FALL NUTRITION - Fennel!

Published By Nutrition with Kimberly & Newport Boxfit



Health Benefits of Fennel:


Adding Fennel to your diet may improve heart health, reduce inflammation, suppress appetite, and even provide anticancer effects.


  1. Fennel and fennel seeds provide vitamin C, calcium, magnesium, potassium, and manganese.

  2. All parts of the fennel plant are rich in powerful antioxidants.

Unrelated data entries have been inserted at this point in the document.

PR #6257, opened 2024-12-17
feat(authenticator): email mfa

scanlonp:
Moving fork branch into feature branch.

#### Description of changes

PR to add email MFA. User flows will have MFA selection if multiple MFA methods are available, setup for email MFA if need be, and confirmation of sign in with a code sent to user's email.

#### Checklist

- [ ] PR description included


packages/react/src/components/Authenticator/SelectMfa/SelectMfa.tsx
```diff
@@ -0,0 +1,178 @@
...
+          {value}
+        </Radio>
+      );
+    }
+  );
+  */
+};
+
+
+export const SelectMfa = ({
```
jordanvn, line 80: How are instances of a user only having one MFA option handled?

packages/react/src/components/Authenticator/SelectMfa/SelectMfa.tsx
```diff
@@ -0,0 +1,178 @@
...
+
+const opt: MfaOptions = {
+  email: 'EMAIL',
+  username: 'Totp Prop',
+};
+
+type MfaType = 'EMAIL' | 'wow';
+*/
+
+const generateRadioGroup = (
```
jordanvn, line 41: Should we have one of the radio options selected by default?

packages/react/src/components/Authenticator/SelectMfa/SelectMfa.tsx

  3. Fennel seeds may reduce appetite

  4. Helpful for your heart-fennel and its seeds contain fiber, potassium, magnesium, and calcium.

  5. Fennel has antibacterial properties and may improve mental health, relieve menopausal symptoms, and reduce inflammation.






FENNEL RECIPES


Citrus Salad with Fennel & Avocado


Use roasted beets in salads, on sandwiches or wraps, frittatas, served warm or cold, or even enjoy by themselves


Ingredients:

  • 1 fennel bulb, sliced into wedges and roasted

  • 1 fennel bulb, very thinly sliced

  • 5 radicchio leaves, torn

  • 1 small orange, segmented

  • 1 small pink grapefruit, segmented

  • 1 avocado, sliced

  • 2 tablespoons pine nuts

  • ¼ cup shaved pecorino

  • ¼ cup fresh mint leaves

  • Sea salt and freshly ground black pepper


Lemon Dressing:

  • ¼ cup extra-virgin olive oil

  • 2 tablespoons lemon juice

  • 1 garlic clove, grated

  • ½ teaspoon Dijon mustard

  • ¼ teaspoon sea salt


Instructions:

  1. Prepare the roasted fennel.

  2. Make the dressing: In a small bowl, whisk together the olive oil, lemon juice, garlic, and Dijon mustard.

  3. In a medium bowl, toss the sliced fennel with a few drizzles of the dressing. Set aside for 15 minutes so the fennel softens a bit.

  4. Top your salad with the avocado, pine nuts, pecorino, mint, dressing and, sprinkle with salt and pepper



FENNEL, MUSHROOM AND SPINACH PIZZA


Use roasted beets in salads, on sandwiches or wraps, frittatas, served warm or cold, or even enjoy by themselves


Ingredients:

  • 1 pizza dough, homemade or store bought at room temp preferably wheat

  • 2 tablespoons olive oil, divided

  • 1 shallot, thinly sliced

  • 1 fennel bulb, thinly sliced

  • 1/2 cup crimini mushrooms, (sliced)

  • salt

  • 2 garlic cloves, minced

  • 1 tablespoon chicken stock or white wine

  • 1/2 teaspoon dried oregano

  • 1 cup shredded mozzarella cheese

  • red pepper flakes

  • large handful chopped fresh spinach


Instructions:

  1. Preheat oven to 450 degrees. Heat a large pan over medium/high heat. Add one tablespoon of olive oil, shallot and fennel. Add a pinch of salt and cook for 7-10 minutes until fennel is soft.

  2. Add mushrooms and cook for another 3 minutes. Add garlic and cook for 30-60 seconds. Add the stock and scrape up any bits from the pan with a wooden spoon. Cook for another minute or two until liquid is gone. Remove from heat and set aside.

  3. Grease a baking sheet and flatten out pizza dough. Brush with 1 tablespoon oil and sprinkle evenly with oregano.

  4. Sprinkle cheese over dough and add the fennel mushroom mixture. Sprinkle on the spinach. Bake in the oven for 12-13 minutes until cheese is bubbly.

  5. Remove and sprinkle red pepper flakes and a pinch of sea salt. Slice and serve!